The Program monitors and documents the progress of each student in a manner that promptly identifies deficits in knowledge, skills, and professional conduct and establishes means for remediation. Remediation is the Program’s applied process for correcting deficits. Remediation is defined as mentoring by Program faculty and completion of remediation learning activities and assessments. “At-Risk Support” is defined as mentoring by Program faculty and completion of learning activities to strengthen subject matter understanding. During the didactic phase course faculty will meet with students who are identified as “at-risk” and develop a plan and timeline for student mentoring to support student learning and achievement of Program Learning Outcomes. During the Clinical Phase, student mentoring to support student learning and achievement of Program Learning Outcome occurs in person or via phone or videoconferencing and is scheduled to have the least impact on the student’s clinical responsibilities for fieldworks and capstones.
Academic Performance
Identification of deficits in knowledge or skill is determined by student performance on summative evaluations which are identified in the course syllabi.
Any knowledge and/or skill deficit identified by Program Faculty and/or Clinical Educator that is considered to adversely impact client safety regardless of the grade earned.
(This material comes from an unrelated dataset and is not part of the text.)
PR #3438, opened 2022-06-19
Expand clearBuffer tests

lexaknyazev:
- Added a few more cases to this test, covering depth and stencil clears.
- Added additional test runs with scissor enabled.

Some assignments and assessments are for the purpose of student self-assessment and/or for faculty to gauge student development of Program Learning Outcomes. Although students are provided with feedback on these assignments and assessments, remediation is not required for poor performance (grade of less than 70% or below). Assignments and assessments for which remediation is required are specified in each course syllabus. In addition, students are required to complete remediation for any failed component of the Clinical Phase.
“At Risk” Support
Although a grade of > 70% is passing, students who earn a grade of < 75% are considered “at-risk” for failure of a course, other components of the Program’s curriculum and/or the NBCOT. Therefore, students who earn a grade of 70-75% on a graded assessment/assignment for which remediation is required must contact the respective Program Faculty member primarily responsible for coordinating the related learning activities to strengthen subject matter understanding (as specified in the course syllabus. Failure to follow this policy may result in referral to the SPC for progression and/or disciplinary action recommendations. Program Faculty provide feedback and assist the student in self-strengthening of knowledge and/or skill deficit(s).
Students who earn a grade of < 70%, or have a knowledge and/or skill deficit that is considered to adversely impact patient safety regardless of the grade earned on a graded assessment/assignment for which remediation is required as indicated in the syllabus, must contact the respective Program Faculty member primarily responsible for coordinating the related remediation learning activities and assessment(s) (as specified in the course syllabus) and their assigned Faculty Mentor within two (2) business days of receiving their grade. Failure to follow this policy may result in referral to the SPC for progression and/or disciplinary action recommendations.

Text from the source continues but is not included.